Krstic gets it knocked away by Skinner.

5:45 to go in the 2nd.

Zach in the lane, catches, misses, but fouled, on RJ.

Nets 3rd team foul, time out.

-Petey


----------



## GM3 (May 5, 2005)

Murray hits

tied at 30

Randolph hits

32-30 Blazers

Skinners knocks it away, Krstic loses it

Randolph misses it

Ok! the same **** just happened to Krstic and no call, bull**** all around.


----------



## XRay34 (Nov 2, 2005)

and there it is the streak continues ...nenad krstic getting stripped of the ball when going up for dunk/layup


streak now is at 58


----------



## Vinsane (Feb 27, 2005)

another idea quit goin to kristic so much these bigs r to big for him


----------



## jarkid (Jun 30, 2005)

Krstic is sleepy today, missed, 3 sec violation, lost ball..


----------



## mjm1 (Aug 22, 2005)

Carter15Nets said:


> and there it is the streak continues ...nenad krstic getting stripped of the ball when going up for dunk/layup
> 
> 
> streak now is at 58


it was a foul, in no way is it legal to go over a player's back like that while he is going in an upward motion


----------



## Phenom Z28 (Nov 22, 2004)

Replay shows a clean block on Krstic...I originally thought it was a foul too. Maybe going over the top of him like he did should have been a foul?


----------



## VC_15 (Jun 17, 2005)

guys, how can i put someone1 on ignore list?


----------



## ToddMacCulloch11 (May 31, 2003)

PHeNoM Z28 said:


> Replay shows a clean block on Krstic...I originally thought it was a foul too. Maybe going over the top of him like he did should have been a foul?
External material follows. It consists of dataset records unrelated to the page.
PR #4488, opened 2023-03-16
Add copy code button to code fragments in descriptions

### LINKED ISSUE #3532: Copy code fragment to clipboard
For a lot of exercises it is useful to copy code-fragments from the assignment to use them for testing.
This is especially handy in python where the given examples can easily be used in doctests.

However, some of these examples are very long on 1 line (see [this](https://dodona.ugent.be/nl/courses/1173/series/13213/activities/835239763/) example).

In this case it could be very handy to have a button in the top right of this code-block to just copy the whole codeblock to the clipboard.

This would be very similar to the implementation of code fragments in the documentation of some frameworks.
Small example from the [prisma](https://www.prisma.io/docs/reference/api-reference/prisma-client-reference#create)-documentation:
image

jorg-vr:
This pull request adds a copy code button to code fragments in descriptions.

I matched on the `<pre><code></code></pre>` html tags in descriptions to match all logical cases. This tag is also correctly used by markdown.

image

Should the copying fail, it selects the text and suggests to use Ctrl + c

Closes #3532

### DIFF
--- a/app/assets/javascripts/components/copy_button.ts
+++ b/app/assets/javascripts/components/copy_button.ts
@@ -1,0 +1,56 @@
+import { ShadowlessLitElement } from "components/shadowless_lit_element";
+import { html, PropertyValues, TemplateResult } from "lit";
+import { customElement, property } from "lit/decorators.js";
+import { initTooltips, ready } from "util.js";
+
+@customElement("d-copy-button")
+export class CopyButton extends ShadowlessLitElement {
+    @property({ type: String })
+    code: string;
+
+    @property({ state: true })
+    status: "idle" | "success" | "error" = "idle";
+
+    async copyCode(): Promise<void> {
+        try {
+            await navigator.clipboard.writeText(this.code);
+            this.status = "success";
+        } catch (err) {
+            this.status = "error";
+        }
+    }
+
+    get tooltip(): string {
+        switch (this.status) {
+        case "success":
+            return I18n.t("js.copy-success");
+        case "error":
+            return I18n.t("js.copy-fail");
+        default:
+            return I18n.t("js.code.copy-to-clipboard");
+        }
+    }
+
+    protected updated(_changedProperties: PropertyValues): void {
+        super.updated(_changedProperties);
+        initTooltips(this);
+    }
+
+    constructor() {
+        super();
+
+        // Reload when I18n is loaded
+        ready.then(() => this.requestUpdate());
+    }
+
+    protected render(): TemplateResult {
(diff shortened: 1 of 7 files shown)


niknetniko (changes requested):
- For some reason it doesn't seem to work for me in Chrome (using version 111).
- The error message that appears is also not that useful I think ("Druk Ctrl-C om te kopiëren")
- Some (or most?) of the HTML problem statements don't use a `<code>` tag, only a `<pre>`, so they don't get a button.

jorg-vr:
> * For some reason it doesn't seem to work for me in Chrome (using version 111).

Fixed, it needed extra permissions because it is in an Iframe

> * The error message that appears is also not that useful I think ("Druk Ctrl-C om te kopiëren")

I now actually select the text if copying failed.

> * Some (or most?) of the HTML problem statements don't use a `<code>` tag, only a `<pre>`, so they don't get a button.

These problem statements do not follow the specification: https://docs.dodona.be/nl/references/exercise-description/#blokken-code Thus we cannot guarantee the layout.

I did update the matching form `code` to `pre code`, to avoid matching inline code

niknetniko (changes requested):
Would it be an idea to trim the copied code? For example, when copying this code:
image
It will result in this being copied:
image

Looks good otherwise.

bmesuere (changes requested):
Something goes wrong with inline code. They are now rendered as a block:
Before:
image

After:
image

The background of the "button" is transparent which causes un unwanted effect:
image

jorg-vr:
> Something goes wrong with inline code. They are now rendered as a block:

Forgot to push the fix for this

> Would it be an idea to trim the copied code?

That was an artifact of adding the copy button inside the codeblock. The copy button is now no longer included in the copied text. I prefer this solution to a trim, because leading and ending whitespace might be relevant in some code examples.

> The background of the "button" is transparent which causes un unwanted effect:

Fixed

app/assets/javascripts/components/copy_button.ts
```diff
@@ -0,0 +1,61 @@
+import { ShadowlessLitElement } from "components/shadowless_lit_element";
+import { html, PropertyValues, TemplateResult } from "lit";
+import { customElement, property } from "lit/decorators.js";
+import { initTooltips, ready } from "util.js";
+
+@customElement("d-copy-button")
```
bmesuere, line 6: The "default" web component comments are missing here.

bmesuere (approved):
Can we also replace the existing copy buttons by the new web component?

PR #4498, opened 2023-03-21
Fix relative time indication for submission history

### LINKED ISSUE #4490: Confusing time indication on submission page
image
Above screenshot was taken on March 20 at 11h30.

The time indication in the top right next to the submission number, says **today**, however the submission was submitted yesterday at 17h. While it is less than 24 hours ago, I would still mark these submissions as being submitted "yesterday".

I would only expect submissions submitted between midnight and now to be labeled as today.

jorg-vr:
This pull request fixes the relative time indication shown on the submission detail page.

The goal of this more custom version of time_ago_in_words was to avoid to many different groupings for recent submissions.
But I grouped to many times under today. Introducing yesterday fixes this.

image

- [x] Tests were added

Closes #4490

### DIFF
--- a/app/helpers/time_helper.rb
+++ b/app/helpers/time_helper.rb
@@ -1,0 +1,13 @@
+module TimeHelper
+  include ActionView::Helpers::DateHelper
+  def days_ago_in_words(time)
+    if time.today?
+      t 'time.today'
+    elsif time.yesterday?
+      t 'time.yesterday'
+    else
+      # need to use I18n.t here because the minitest helper dos not support kwargs yet for t
+      I18n.t 'time.ago', time: time_ago_in_words(time)
+    end
+  end
+end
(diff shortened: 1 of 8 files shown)


app/helpers/time_helper.rb
```diff
@@ -0,0 +1,13 @@
+module TimeHelper
+  include ActionView::Helpers::DateHelper
+  def days_ago_in_words(time)
+    if time.today?
+      t 'time.today'
+    elsif time.yesterday?
+      t 'time.yesterday'
+    else
+      # need to use I18n.t here because the minitest helper dos not support kwargs yet for t
+      I18n.t 'time.ago', time: time_ago_in_words(time)
```
jorg-vr, line 10: Made a pr on minitest-utils to fix the need for this: https://github.com/fnando/minitest-utils/pull/15

PR #4500, opened 2023-03-21
Check lower limit for memory_limit setting

chvp:
Docker does not allow a limit below 6MB, which results in internal errors if people try to use one that low anyway.

- [x] Tests were added

### DIFF
--- a/app/models/exercise.rb
+++ b/app/models/exercise.rb
@@ -163,7 +163,7 @@ class Exercise < Activity
       c = config
       c['evaluation'] ||= {}
       c['evaluation']['memory_limit'] = 10_000_000 # 10 MB
-      store_config(c, "raised memory limit for #{name}\n\nThe underlying system used to evaluate submissions does not allow a memory limity lower than 6MB.")
+      store_config(c, "raised memory limit for #{name}\n\nThe underlying system used to evaluate submissions does not allow a memory limit lower than 6MB.")
     end
   end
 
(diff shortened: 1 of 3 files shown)


app/models/exercise.rb
```diff
@@ -148,14 +148,23 @@ def last_submission!(user, deadline = nil, course = nil)
...
+      c['evaluation'] ||= {}
+      c['evaluation']['memory_limit'] = 500_000_000
+      store_config(c, "lowered memory limit for #{name}\n\nThe workers running the student's code only have 4 GB of memory " \
+                      "and can run 6 students' code at the same time. The maximum memory limit is 500 MB so that if 6 students submit " \
+                      'bad code at the same time, there is still 1 GB of memory left for Dodona itself and the operating system.')
+    elsif limit < 6_000_000 # 6 MB
+      c = config
+      c['evaluation'] ||= {}
+      c['evaluation']['memory_limit'] = 10_000_000 # 10 MB
+      store_config(c, "raised memory limit for #{name}\n\nThe underlying system used to evaluate submissions does not allow a memory limity lower than 6MB.")
```
niknetniko, line 166:
```suggestion
      store_config(c, "raised memory limit for #{name}\n\nThe underlying system used to evaluate submissions does not allow a memory limit lower than 6MB.")
```

niknetniko (approved):

jorg-vr (approved):

PR #4510, opened 2023-03-27
Add extra motivational messages generated by chatGPT

jorg-vr:
This pull request adds extra motivational messages that were generated by chatGPT. (There are now six times as many, for a total of 36)

I already removed and adjusted some, and generated some new dutch text using copilot. But the quality of the English texts is still a lot higher compared to dutch.

Feel free to remove/adjust text that you don't like.

I also changed the alert to a callout to better render all the emoji.
Old:
image
New:
image


bmesuere (changes requested):
In English, I don't like: 10, 15, 17, 20, 31, 32, 34, 7
In Dutch: 11, 15, 16, 17, 18, 20, 35, 36, 6, 7, 9 (actually most of the long ones, maybe we should keep those in Dutch short?)
25 -> Klus geklaard!

jorg-vr:
I removed those mentioned and generated some new ones through chatgpt.
I first asked for some with a 'ludieke kwinkslag', but chatgpt isn't great at that in dutch (I only kept two out of twenty texts). So then I just asked motivational messages, without the 'kwinkslag'.

I prefer replacing to removing messages, because the high variety of messages is one of the main benefits of this pr.

niknetniko (approved):

bmesuere (approved):

PR #4526, opened 2023-03-28
Take all javascript into account for coverage calculation

jorg-vr:
This pull request adjust the code coverage calculations to get a better view of our code coverage.

It fixes the coverage of javascript tests by including all javascript files. (Not just those touched by at least one test)
It fixes the javascript coverage of the system tests (which was not calculated before).

I have also updated the codecov setting to lower the default allowed deviation for the project to 0.25 (Used to be 1).


jorg-vr:
Currently:
- system coverage goes down => expected, more files considered
- project coverage goes down => unexpected, all javascript files should have already been considered by javascript tests
- project coverage is accepted with large decrease => I only allowed 0.25% decrease in #4524 
image

niknetniko (approved):

bmesuere (approved):

PR #4550, opened 2023-04-06
Fix broken links from feedback tab to code-tab

### LINKED ISSUE #4532: Broken links from stack trace to line in code
The links from a stack trace in the feedback report to a line in the Code tab seem to be broken.

Example: https://dodona.ugent.be/nl/feedbacks/133341763/

jorg-vr:
This pull request fixes the links to the code-tab from feedback tabs.

The bug in #4532 was caused because the tab names in the exercise start with the text _'code'_, eg:  https://dodona.ugent.be/nl/feedbacks/133341763/

The bug in https://github.com/dodona-edu/universal-judge/issues/285 was caused by the normal rendere using a different id for the code-tab than the pythia renderer.

Fixed both by giving the code tab a unique id.

Closes #4532 and https://github.com/dodona-edu/universal-judge/issues/285

### DIFF
--- a/app/assets/javascripts/submission.ts
+++ b/app/assets/javascripts/submission.ts
@@ -57,7 +57,11 @@ function initSubmissionShow(parentClass: string, mediaPath: string, token: strin
                 // prevent automatic scrolling to top of the page when clicking a link
                 e.preventDefault();
 
-                const tab = document.querySelector(`.feedback-table .nav-tabs > li a[href*='#tab-${tabName}']`);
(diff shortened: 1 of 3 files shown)


pdawyndt:
@jorg-vr Can you also check if [this issue](https://github.com/dodona-edu/universal-judge/issues/285) is resolved as well, or is this another issue that is only related to the TESTed judge?

jorg-vr:
@pdawyndt thanks for the reminder to also double check that issue. The cause was different and I have now fixed both.

niknetniko (approved):

bmesuere (approved):

PR #4566, opened 2023-04-12
Rework the question overview page

jorg-vr:
This pull request

- [ ] Tests were added

Closes # .

### DIFF
--- a/app/assets/javascripts/question_table.ts
+++ b/app/assets/javascripts/question_table.ts
@@ -47,6 +47,12 @@ export class QuestionTable {
                 return;
             }
 
+            const dropdownToggle = target.closest<HTMLDivElement>(".dropdown-toggle");
+            if (dropdownToggle) {
+                e.preventDefault();
+                return;
+            }
+
             const tr = target.closest<HTMLElement>("tr.selection-row");
             if (enableClick && tr) {
                 e.preventDefault();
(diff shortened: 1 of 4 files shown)


app/views/annotations/_questions_table.html.erb
```diff
@@ -1,81 +1,74 @@
...
+        <% end %>
+        <div class="ellipsis-overflow" title="<%= question.submission.exercise.name %>">
+          <%= question.submission.exercise.name %>
+        </div>
+        <div class="ellipsis-overflow text-muted <%= "icon-indent" unless @course.present? %>">
+          <%= question.question_text %>
+        </div>
+      </td>
+      <td class="d-none d-md-table-cell">
           <span title="<%= l question.created_at, format: :question %>">
```
niknetniko, line 36: This seems like it is indented too much now.

app/views/annotations/_questions_table_with_pagination.html.erb
```diff
@@ -0,0 +1,4 @@
+<%= render partial: 'questions_table', locals: { questions: questions} %>
```
niknetniko, line 1:
```suggestion
<%= render partial: 'questions_table', locals: { questions: questions } %>
```

niknetniko (changes requested):
The icon's positions look weird on the global question page for me (in Chrome):

image

niknetniko (approved):

bmesuere (changes requested):
The questions table has an auto refresh. To prevent unintended clicks due to layoutshifts, the table is never updated on mouse over (I think). This behaviour should be expanded to also not update when a dropdown menu is shown because such updates will cause the dropdown to collapse.

bmesuere (approved):

PR #2615, opened 2022-01-28
Correct the plumbing of stderr and stdout in certain unit tests

webbnh:
Several of our unit tests use a custom PyTest plug-in (aka a "[helper](https://pypi.org/project/pytest-helpers-namespace/)") called [`capture()`](https://github.com/distributed-system-analysis/pbench/blob/18b3814d82be22105caadab414fa92ea6d0f3981/lib/pbench/test/functional/conftest.py#L15).  This widget runs a command in a subprocess and returns the contents of `stdout` and `stderr` and the process exit code as a tuple.  As a brilliant example of why anonymous tuples are a bad idea, two of our unit tests contain invocations of the helper where the tuple is unpacked incorrectly and the identities of `stdout` and `stderr` are _reversed_.

This PR simply corrects the ordering of the unpacking, and swaps the references to the resulting streams, such that there is no functional change -- it's a simple swap of names.

In a subsequent PR (e.g,. #2612) we can debate whether and how any behavioral changes should be made.

### DIFF
--- a/lib/pbench/test/functional/agent/cli/commands/test_cleanup.py
+++ b/lib/pbench/test/functional/agent/cli/commands/test_cleanup.py
@@ -25,10 +25,10 @@ def test_cleanup(monkeypatch, agent_config, pbench_run, pbench_cfg):
 
     # test-64
     command = ["pbench-cleanup"]
-    err, out, exitcode = pytest.helpers.capture(command)
+    out, err, exitcode = pytest.helpers.capture(command)
     assert (
         b"pbench-cleanup deprecated, will be removed in future release in favor of pbench-clear-results\n"
-        in out
+        in err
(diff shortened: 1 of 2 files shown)


dbutenhof (approved):
Interesting; so some tests worked correctly with the incorrectly ordered returns, looking for stderr output in the `out` return. Head spinning. 🍤

npalaska (approved):

webbnh:
> so some tests worked correctly with the incorrectly ordered returns, looking for stderr output in the `out` return.

Yes:  they worked because they were looking for what they wanted in the wrong place and finding it there....

> Head spinning. 🍤

Welcome to where I spent much of the afternoon!  🍤

PR #2620, opened 2022-02-08
Fixes footer content overlap issue

vishalvvr:
Footer text content is overlapping the documentation text content.
To resolve it, just add margin-bottom equivalent to footer height

Old rendering:
Screenshot from 2022-02-08 09-15-09

New rendering:
Screenshot from 2022-02-08 09-15-37
.

### DIFF
--- a/doc.html
+++ b/doc.html
@@ -1012,5 +1012,8 @@
                 $(".searchBtn").show();
             }
         }
+
+        // add margin between body content and footer to avoid overlap
+        $('.section_card').css('margin-bottom', $('.footer').height());
     </script>
 </html>


webbnh (approved):
Not that I would know if this were bad or wrong, but, lacking other reviewers, it seems OK to me.  (@dbutenhof?)

dbutenhof (approved):
> Not that I would know if this were bad or wrong, but, lacking other reviewers, it seems OK to me. (@dbutenhof?)

Ha; I'd looked at it the other day, but without any particular indication that it was "ready to go" I didn't have any feedback. You're right, though; as small as this is, the sample output looks like an improvement and I don't see any harm.

doc.html
```diff
@@ -1012,5 +1012,8 @@
                 $(".searchBtn").show();
             }
         }
+
+        // add margin between body content and footer to avoid overlap
+        $('.section_card').css('margin-bottom', $('.footer').height());
```
npalaska, line 1017: Correct me if I am wrong and I don't really have a good understanding here but I have a naive question. So you added margin-bottom that is equal to the height of the footer but what if the document text content is bigger than that of the footer height would that result in overlap again?

vishalvvr: So current situation is exactly the same as you have asked in the question.
Footer is a sticky footer( [css](https://developer.mozilla.org/en-US/docs/Web/CSS/position) property) it won't move even if you scroll and document text(last few lines) is getting overlapped due to this behavior.

What we need is doc text should be display before the footer starts, so i have added margin-bottom (wide space) equal to footer height(this will add wide space after the document text ends). Also in future if footer content increases and result in increasing the footer size(height), this fix would adapt and adjust the rendering.

npalaska (approved):

PR #2621, opened 2022-02-09
Add option to allow chroot specs for COPR builds (b0.69)

ndokos:
Add a CHROOTS variable to the agent/rpm/Makefile and an option
to the `copr-cli build' command in rpm.mk, to allow
the specification of chroots to include or exclude in a build.

The default setting for the b0.69 branch excludes all RHEL9 builds:
the 0.69 agent does not work on RHEL9 because of an `scp -r' bug.

### DIFF
--- a/agent/rpm/Makefile
+++ b/agent/rpm/Makefile
@@ -8,6 +8,13 @@
 # 7. Optionally generate a local RPM.
 # 8. Clean up the temp directory
 
+# Do not use the RHEL9 chroots - v0.69 does not work on RHEL9
+CHROOTS = --exclude-chroot centos-stream-9-aarch64 \
+	  --exclude-chroot centos-stream-9-x86_64 \
+	  --exclude-chroot epel-9-aarch64 \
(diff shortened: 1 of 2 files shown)


webbnh (approved):
Looks OK to me (although, I would have preferred that we use `$CHROOTS` to specify the platforms that we **do** support rather than to list the ones which we *don't* support (at this moment), but I guess that this will work).

However, there is a failing test, which looks like it might be due to a non-deterministic output ordering?  (Either that, or someone slipped in a prior change without a gold file update....)  I'm not sure what we should be doing about this....

dbutenhof (approved):
Given it's a "Make-do" (pardon the pun) for 0.69, this is OK. I think the label `CHROOTS` is a bit misleading for a value that needs to contain the `copr-cli` options to select/exclude chroots (and in fact can contain any `copr-cli` options)... it's not perfect, (or elegant), but it's probably good enough for now. 👍🏻

npalaska (approved):

portante (approved):

PR #2622, opened 2022-02-09
Add option to allow chroot specs for COPR builds

ndokos:
Add a CHROOTS variable to the agent/rpm/Makefile and an option
to the `copr-cli build' command in ../../utils/rpm.mk, to allow
the specification of chroots to include or exclude in a build.

The default setting for the main branch builds all chroots configured
in the COPR repo.

### DIFF
--- a/agent/rpm/Makefile
+++ b/agent/rpm/Makefile
@@ -1,6 +1,25 @@
 # Makefile for generating a source RPM and optional local RPM
 # for the Pbench agent.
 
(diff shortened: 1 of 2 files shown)


webbnh (approved):
I'm OK with this change, but it neglects `server/rpm/Makefile`...but, perhaps that's OK -- I believe that by default Make will expand undefined variables vacuously, so the Server will build everywhere, just like the client does, only without explanation.  😉

portante (approved):

PR #2631, opened 2022-02-17
Use --all-ip-addresses instead of --ip-address

### LINKED ISSUE #2608: `hostname --ip-address` is problematic
```
       -i, --ip-address
              Display  the  network  address(es)  of the host name. Note that this works only if the host name can be resolved. Avoid using this option; use
              hostname --all-ip-addresses instead.

       -I, --all-ip-addresses
              Display all network addresses of the host. This option enumerates all configured addresses on all network interfaces. The  loopback  interface
              and  IPv6 link-local addresses are omitted. Contrary to option -i, this option does not depend on name resolution. Do not make any assumptions
              about the order of the output.
```

Attempting to fire up a remote tool session from `pbench-user-benchmark` from my laptop to an agent on my RDU2 server VM fails in `/opt/pbench-agent/base` validation:

```
root 14:28 ~: pbench-user-benchmark -C multi --iteration-list=iterations1.data -- sleep 10
[error][2022-01-24T19:28:14.679631799] [] Invalid IP address: 'fe80::0:c8f0%eth0'
pbench-tool-meister-start: failed to start tool meister on remote host '10.1.1.1' (pid 2856574), exit status: 1
pbench-tool-meister-start: terminating tool meister startup due to failures
[error][2022-01-24T19:28:21.252016312] [pbench-user-benchmark]: failed to start the tool meisters.
```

 thats what I was going to say. It was all ball, but he went over his back to get to the ball.


----------



## squaleca (Mar 5, 2005)

i hope VC goes bowling before the playoffs!!


----------



## Vinsane (Feb 27, 2005)

VC_15 said:


> guys, how can i put someone1 on ignore list?


go to user cp and it is an option from there
another idea frank get ur players to attack randolph


----------



## Petey (Aug 23, 2002)

From the line, Zach pushes the Blazers lead back up to 4.

RJ w/ the drive, and hits.

Kidd assist.

Blazers (Zach) misses the 3.

Kidd misses, Skinner board.

-Petey


----------



## ToddMacCulloch11 (May 31, 2003)

VC_15 said:


> guys, how can i put someone1 on ignore list?


 look at their profile, and it'll say "ignore"


----------



## squaleca (Mar 5, 2005)

how come wonka only posts when VC has a bad game!!


----------



## VC_15 (Jun 17, 2005)

ToddMacCulloch11 said:


> look at their profile, and it'll say "ignore"




Alright, thnx.


----------



## mjm1 (Aug 22, 2005)

THE NETS are HANGING THEMSELVES TONIGHT


----------



## XRay34 (Nov 2, 2005)

ya jason collins is such a great defender

owned him for an and 1.


----------



## Vinsane (Feb 27, 2005)

alright 5 minutes is enough for a break


----------



## Petey (Aug 23, 2002)

Miles misses, Nets can't covert.

Zach over Collins? To the line too... for the 3 point play.

-Petey


----------



## GM3 (May 5, 2005)

VC_15 said:


> guys, how can i put someone1 on ignore list?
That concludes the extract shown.